4. Sunscreen. Always wear sunscreen. Especially at high altitude and when you're going to be out for long periods of time. Wear sunglasses as well (or bring them with you in case it gets sunny), your eyes burn as well and the more protected you are, the more comfortable you'll be. On long runs I carry a small travel-sized sunscreen bottle, although when racing, you may find sunscreen at several aid stations. 

5. Fuel. This is a personal choice... meaning, I can't tell you what to carry. Fuel hourly on long runs and try and eat what you ate during your training runs.  Liquids and gels have the advantage that they're made to be digested quickly so you get the benefits of it fast.  Over the years I've figured out how much I need to stay energized and how often. During longer runs, it's nice to carry several types of fuel so you don't get bored and can eat whatever you're craving.  I will guarantee you won't want to eat the same thing during the 1st hour and during the 8th hour.  

6. Hydration. I personally carry my hydration vest.  I love it. There's all sorts of different brands out there, I have the Nathan one, which has a 2-liter (68 ounces) bladder.  It also has a small zippered pocket in the back where I usually have some extra food, sunscreen, tissues and some first aid items.  I also put my ID and some extra cash (or credit card) there.  It's pretty decently sized.  In the front I have a small zippered pocket for my GUs and some salt pills and another pocket (no zipper- so it's easy access) where I put one GU (the one I'm gonna eat next), my map (usually just the elevation profile), and my chapstick.  If I'm running for fun, this is where I'd put my camera as well.  Anyway, this bladder lasts me quite a while considering I drink around 20 ounces per hour, So in theory, I only need to re-fill once.  Unless it's too hot... Or my run is going to go well over 8hrs (like my 50-miler). 

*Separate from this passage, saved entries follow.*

PR #2446, opened 2020-05-11
AArch64: jaotc generates incorrect code for compressed OOPs with non-zero heap base

nick-arm:
On AArch64 if the VM jaotc is running in uses compressed oops with a
zero base it will not emit instructions to add/subtract the heap base
when compressing/decompressing oops. This causes a crash if the AOT'd
shared library is loaded into a VM with non-zero heap base.

Fix for JDK-8244164.


nick-arm:
I'm covered by the OCA signed by Arm Limited

nick-arm:
Any feedback on this? There's a jtreg test that can reproduce this issue here: http://cr.openjdk.java.net/~ngasson/8244164/webrev.0/test/hotspot/jtreg/compiler/aot/TestHeapBase.java.html

dougxc:
I'm putting this through the integration process now.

7. Watch (Garmin). While I wish I could run endlessly without knowing how far and fast I'm going, I just cant' make it.  I need to know where I'm at, how long I've been out there and my elevation gain so far.  It can work for the best sometimes since not only do I use it to pace myself to run my fastest marathon (or whatever distance I'm doing), but I need it to know when I'm going too fast.  Especially early on, it's nice to know a certain pace is way too fast for the first 5 miles of a 50-miler. 

8. First Aid Kit. Ok, I don't usually carry my full first aid kit but as of late, I've made sure I have a few essentials. First and foremost, I carry water purification tablets. What if I run out of water, it's hot and I'm far from an aid station or car?  I should be able to get water from creeks or lakes without dying. I have a couple bandaids, ibuprofen, gauze. These items should keep me going in case I get blisters or fall. 

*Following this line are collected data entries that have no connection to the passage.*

PR #3179, opened 2021-02-02
Add exclude-config option

galderz:
This PR Replaces #3149.

It uses a more fine grained approach to exclude configuration from jars. A new option `--exclude-config` is added that takes as a value a comma separating a jar name and regular expression of resources to exclude from the given jar. Jar names can include path elements for situations where two jar names have the same name but different leading path.

Examples:
```
--exclude-config foo.jar,META-INF\/native-image\/.*.properties
--exclude-config bar.jar,META-INF\/native-image\/.*.json
--exclude-config foo/example.jar,META-INF\/native-image\/.*.json
--exclude-config bar/example.jar,META-INF\/native-image\/.*.json
```

The approach was agreed with @olpaw on [this slack chat](https://graalvm.slack.com/archives/CN9KSFB40/p1611664256033900).

### DIFF
--- a/substratevm/src/com.oracle.svm.driver/src/com/oracle/svm/driver/DefaultOptionHandler.java
+++ b/substratevm/src/com.oracle.svm.driver/src/com/oracle/svm/driver/DefaultOptionHandler.java
@@ -29,6 +29,7 @@ import java.nio.file.Files;
 import java.nio.file.Path;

9. Map. If I go for a training run in the wilderness, I bring my map. For trail races I bring the map and the elevation profile. I've found I perform better if I know how to save my energy for hills so knowing where those hills are seems pretty helpful and just in case I fall behind, I have to have a map I understand.  I usually study my trails before I head out (even if it's a race and it's all supposed to be well marked). 

10. Cell Phone. Even if I'm racing, it's good to have some form of communication. A trail race (especially the long ones) is not like a road marathon where, if you get hurt, there's lots of people and paramedics to help. In the trails you're on your own until you find someone. Carrying a cell phone can get you help sooner rather than later or make your hike when hurt shorter.  

Now, while I'll focus on these items to pack tomorrow, right now, I'm still focused on the weather, which is holding up just fine... except that it's getting hotter.  Please stay in the los 70s!!